Congratulations on CVPR 2026 Acceptance!

1 min read Updated 2026.02.21

We are excited to announce that our paper has been accepted to CVPR 2026: Yeongsu Kim, Seo-Yeon Choi, and Kyungsu Lee, “Human-Intervention Segmentation via Federated Intent Embedding and Multi-Mask Recommendation.”

Congratulations on CVPR 2026 Acceptance!

We are excited to announce that our paper has been accepted to CVPR 2026:

Yeongsu Kim, Seo-Yeon Choi, and Kyungsu Lee, “Human-Intervention Segmentation via Federated Intent Embedding and Multi-Mask Recommendation.”

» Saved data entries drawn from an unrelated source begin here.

PR #2364, opened 2023-11-16
[bugfix] self-referencing collection pages for status replies

NyaaaWhatsUpDoc:
# Description
- updates the paging package to use "slices" instead of the old experimental slices package
- updates StatusRepliesGet() processor function to use new collection and paging code
- updates GetStatusChildren() to be much simpler and return in case of reply fetching errors
- returns OrderedCollection instead of Collection from replies endpoint as our paging only works with an order ...
- updates the /replies endpoint to follow more AP compliant logic, this should be fine even with our compliance "guarantee" since this is an AP endpoint and not a client-side one

## Checklist


NyaaaWhatsUpDoc:
the new AP endpoint works as expected with other gotosocial instances, mastodon has issues though due to HTTP signatures and the fact the endpoint requires query parameters, so unrelated.

internal/api/activitypub/users/repliesget.go
```diff
@@ -120,46 +119,46 @@ func (m *Module) StatusRepliesGETHandler(c *gin.Context) {
...
+		page,
+		onlyOtherAccounts,
+	)
+	if errWithCode != nil {
+		apiutil.ErrorHandler(c, errWithCode, m.processor.InstanceGetV1)
 		return
 	}
 
-	c.Data(http.StatusOK, format, b)
+	c.JSON(http.StatusOK, resp)
```
tsmethurst, line 163: iirc the JSON function sets the returned content-type to application/json, where we want one of the ActivityPub content types to be returned.

internal/util/ptr.go
```diff
@@ -33,3 +33,11 @@ func EqualPtrs[T comparable](t1, t2 *T) bool {
 func Ptr[T any](t T) *T {
 	return &t
 }
+
+// PtrValueOr returns either value of ptr, or default.
+func PtrValueOr[T any](t *T, _default T) T {
```
tsmethurst, line 38: Ah handy :)

internal/api/activitypub/users/repliesget_test.go
```diff
@@ -76,21 +77,34 @@ func (suite *RepliesGetTestSuite) TestGetReplies() {
...
+
+	// Create JSON string of expected output.
+	expect := toJSON(map[string]any{
+		"@context":   "https://www.w3.org/ns/activitystreams",
+		"type":       "OrderedCollection",
+		"id":         targetStatus.URI + "/replies?only_other_accounts=false",
+		"first":      targetStatus.URI + "/replies?limit=20&only_other_accounts=false",
+		"totalItems": 1,
+	})
+	assert.Equal(suite.T(), expect, string(b))
```
tsmethurst, line 98: These `assert.Equal(suite.T(), ...)` functions within a suite can all be replace with just `suite.Equal(...)`. Definitely not urgent, and it's functionally the same, but if you feel like changing them then feel free, since it's a little more concise :P

internal/api/activitypub/users/repliesget.go
NyaaaWhatsUpDoc: ah gotcha will change that back :sunglasses:

internal/api/activitypub/users/repliesget.go
```diff
@@ -120,46 +119,46 @@ func (m *Module) StatusRepliesGETHandler(c *gin.Context) {
...
-		onlyOtherAccounts = i
-	}
+	var onlyOtherAccounts bool
 
-	minID := ""
-	minIDString := c.Query(MinIDKey)
-	if minIDString != "" {
-		minID = minIDString
+	// Look for supplied 'onlyOtherAccounts' query key.
+	if raw, ok := c.GetQuery("only_other_accounts"); ok {
```
tsmethurst, line 125: Could you put this in apiutil instead? There's quite a few Parse functions in there that more or less fit this signature. Probably not a bad idea to add a "Paging keys" section in the consts in `api/util/parsequery.go` and use that.

NyaaaWhatsUpDoc: ah yep i'll this only_other_accounts var there too. we don't need the paging keys in there as these are actually defined in the 'paging' package

internal/api/activitypub/users/repliesget_test.go
NyaaaWhatsUpDoc: ah yep, agreed! though may do this another time :p

internal/db/bundb/status_test.go
```diff
@@ -165,7 +165,7 @@ func (suite *StatusTestSuite) TestGetStatusTwice() {
 
 func (suite *StatusTestSuite) TestGetStatusChildren() {
 	targetStatus := suite.testStatuses["local_account_1_status_1"]
-	children, err := suite.db.GetStatusChildren(context.Background(), targetStatus, true, "")
+	children, err := suite.db.GetStatusReplies(context.Background(), targetStatus.ID)
```
tsmethurst, line 168: Hmm, how come this has changed to call GetStatusReplies?

internal/db/bundb/util.go
```diff
@@ -99,7 +100,7 @@ func loadPagedIDs(cache *cache.SliceCache[string], key string, page *paging.Page
 	// order. Depending on the paging requested
 	// this may be an unexpected order.
 	if page.GetOrder().Ascending() {
-		ids = paging.Reverse(ids)
+		slices.Reverse(ids)
```
tsmethurst, line 103: Love these new slices functions :)

internal/processing/fedi/common.go
```diff
@@ -20,67 +20,68 @@ package fedi
...
 	"github.com/superseriousbusiness/gotosocial/internal/gtscontext"
 	"github.com/superseriousbusiness/gotosocial/internal/gtserror"
 	"github.com/superseriousbusiness/gotosocial/internal/gtsmodel"
 )
 
-func (p *Processor) authenticate(ctx context.Context, requestedUsername string) (
-	*gtsmodel.Account, // requestedAccount
-	*gtsmodel.Account, // requestingAccount
+func (p *Processor) authenticate(ctx context.Context, requestedUser string) (
+	*gtsmodel.Account, // requester: i.e. user making the request
```
tsmethurst, line 31: Oh, you swapped the order of these right? Was that on purpose?

tsmethurst (commented):
Good stuff! Few comments but nothing breaking I believe except for the JSON type comment (should be activitystreams content-type)

internal/processing/fedi/common.go
NyaaaWhatsUpDoc: i didn't swap them intentionally, but i did end up updating all the calling pieces of code so it works :sweat_smile:

internal/api/activitypub/users/repliesget_test.go
tsmethurst: No problemo, we can do a chore PR at some point (*waves vaguely*) to replace them all everywhere at once, might be a bit easier.

internal/api/activitypub/users/repliesget.go
NyaaaWhatsUpDoc: and done :) 26d90e69a

internal/api/activitypub/users/repliesget.go
NyaaaWhatsUpDoc: done! 462e342f73dd28d31ddd7fc415caae63e23191d5

internal/db/bundb/status_test.go
NyaaaWhatsUpDoc: renamed it, and added a separate GetStatusChildren() test, which also expects the same results :p e37ca7c03

PR #2374, opened 2023-11-21
[performance] http response encoding / writing improvements

NyaaaWhatsUpDoc:
# Description

This adds new wrapper functions within `internal/api/util` that handle response writing with content type / length setting. Where possible these will stream responses, and an all cases except for pre-prepared byte slices has the addition of pooled memory buffers for response encoding (including by JSON and XML). And multiple cases this also enables the use of pre-prepared JSON responses to reduce unneeded encoding for simple but known cases.

## Checklist


internal/api/util/response.go
```diff
@@ -0,0 +1,281 @@
...
+// to ResponseWriter with given status code content-type.
+func WriteResponse(
+	rw http.ResponseWriter,
+	r *http.Request,
+	statusCode int,
+	contentType string,
+	data io.Reader,
+	length int64,
+) {
+	if length < 0 {
```
tsmethurst, line 79: Should this be `<=` instead of `<`? Do we always set length to -1 when we don't know it?

internal/api/util/response.go
```diff
@@ -0,0 +1,281 @@
...
+	r *http.Request,
+	statusCode int,
+	contentType string,
+	data any,
+) {
+	// Acquire buffer.
+	buf := getBuf()
+
+	// Wrap buffer in JSON encoder.
+	enc := json.NewEncoder(buf)
```
tsmethurst, line 125: We might want to do `SetEscapeHTML(false)` on JSON encoders, since we don't really need escaping of HTML characters within the JSON in this context (API).

tsmethurst (approved):
Looks good, very clean and tidy :)

daenney:
I'm not sure I understand the change. Gin's JSON, and associated, methods will do stuff like set the right content-type and I don't think I've ever observed the content-length missing either?

internal/api/util/response.go
NyaaaWhatsUpDoc: i mean a length of zero is a valid content-length, which might happen if say we just want to pass in an arbitrary reader + length (even if the reader contains zero data). -1 is a specifically invalid content-length so a useful flag to indicate non-standard behaviour

internal/api/util/response.go
NyaaaWhatsUpDoc: ooh i'm sure that should result in a small little performance boost too with less escape checking + handling to do :eyes:

NyaaaWhatsUpDoc: 50023f117

PR #2378, opened 2023-11-22
[docs] Add a warning about SQLite cache sizes

daenney:
# Description

People keep tweaking this and running into performance issues as a consequence.

## Checklist


daenney:
> Looks good, but I'm not sure about the 'consult with the developers bit'. Ideally we'd provide a tuning document in the rest of the documentation _at some point_ (during beta maybe?) which we can refer to instead, but for now I'd just leave it out I think and advise people not to touch it.

Fair yeah. I've tweaked it now to say:
* You shouldn't touch this
* If you've touched it, you need to tell us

  • Venue: CVPR 2026 (Conference)
  • Subject Area: Vision applications and systems
  • Keywords: Computer Vision, Machine Learning, User Experience Design
  • Student Paper: Yes

Abstract:

Artificial intelligence (AI) has advanced radiology, yet variability across hospitals and devices undermines reliability and trust. We present a federated learning framework that combines frequency-domain harmonization and instruction-conditioned personalization to deliver consistent and interpretable diagnostic outcomes. Using FFT-based reconstructions informed by radiomics descriptors, the system reduces equipment dependency, while CLIP-based text conditioning enables clinicians to guide reconstructions to local practices and patient needs. We evaluated the framework across four hospitals with fifteen radiologists and fifty patients, spanning polyp detection, rotator cuff tear diagnosis, pneumothorax classification, and breast cancer classification/segmentation. Results show significant gains in accuracy, calibration, and robustness under cross-site transfer, without introducing prohibitive latency. Radiologists reported improved interpretability and preserved professional agency, while patients expressed greater trust, reduced anxiety, and stronger acceptance of AI involvement. This work advances a human-centered design for medical AI, aligning federated learning with transparency, equity, and trustworthy deployment.

Congratulations to the authors on this excellent result.